We are on Learn SaaS.
We have a student management system that is the source of truth of all student/course enrolments, and a middleware layer that can transform this data into essentially the content of the course_users table in Learn.
At the moment, we synchronise this data as follows:
- change detection triggers whenever a student's enrolments are altered
- the student's enrolments in Learn are queried using the REST API (previously, I believe we used SOAP for this)
- two SIS feed files are created, one for added enrolments, one for removed (actually disabled, to prevent deleting student content)
- the feed files are pushed to Learn SIS endpoints
This maintains approximately real-time synchronisation with whatever the student signs-up for, so we don't have to wait for a daily load. If necessary, we can push a manual reconciliation request to ensure that a particular user or subject full of users is immediately put through this process.
There are several problems with this:
- At certain times of year, there are many changes. We have about 30k detected changes queued at the moment because student services have just opened up class registrations. We only have 14k students, but many of them are enrolling in multiple subjects, and selecting lectures/tutorials within them (which correspond to course groups in Learn).
- Most feed files are only 1 row long. So the ActiveMQ broker has to deal with ~30k tiny files waiting to be processed, which can't be an efficient way of going about things.
- Occasionally SIS breaks - on three occasions this year, the endpoint has accepted feedfiles with success messages and then the feedfiles are somehow lost, leading to a real headache trying to figure out who we need to re-reconcile. The error messages mentioning a 'read-only filesystem' are damning (this happens when a linux filesystem falls over). It probably happens because so many files are being written/read/erased.
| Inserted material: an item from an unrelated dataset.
Issue #10532, opened 2018-11-23
Domain Registration: Validation errors = endless spinner


rachelmcr:
While registering a new domain, I triggered a validation error by entering unacceptable characters in the postal code field. However, a spinner then appeared that I could not dismiss without navigating away from the screen and back again. This spinner appears with any validation error in the registration form.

- Because of the numbers involved and the inefficiency of the processes, sometimes the 'real-time' synchronisation is more like several hours out of date. So a REST query may think something needs changing when it's already been queued to be changed.
- Even read-only REST queries typically take 200-400 ms, and there are many queries required to find out, for example, the course groups that a user is a member of. So some of the triggered reconciles can take many seconds to execute. Multiply this by 30k triggered reconciles and it takes days to clear the backlog.
- Because SIS endpoints are asynchronous, we would have to make a subsequent query to find out if a particular feedfile has actually finished running, and if any errors occurred. This doesn't happen, although perhaps we should make it happen. In any case, sometimes users get out of sync due to errors, and we don't know that they're out of sync until change detection fires on their data in the student management system.
We could go to REST all the way, though we've been waiting for that API to mature a little - some features like subject copy were only introduced a couple of months ago, and there is no way to make multiple changes or queries with one request (the 'batch' endpoint in the non-public REST API that Ultra uses would be useful). I've been considering writing a B2 to add a few such REST endpoints ourselves, but it would be a bit ugly - I don't believe there's any way of extending the existing REST infrastructure, so we'd have to bundle our own REST engine/authentication.
We have DDA, which is almost-realtime read-only access to the Learn databases, which would dramatically simplify the process (we wouldn't need to do any REST queries at all, and we could batch together all pending enrolment changes). However Blackboard explicitly says not to rely on it for production-critical processes. Again, I'm tempted to write a B2 which simply exposes a read-only SQL endpoint, but perhaps that'd be against the rules? I haven't investigated this.
It's a very cumbersome and fragile process that we've been fighting for a while now, so I'm wondering what other institutions do. Does anyone have any advice?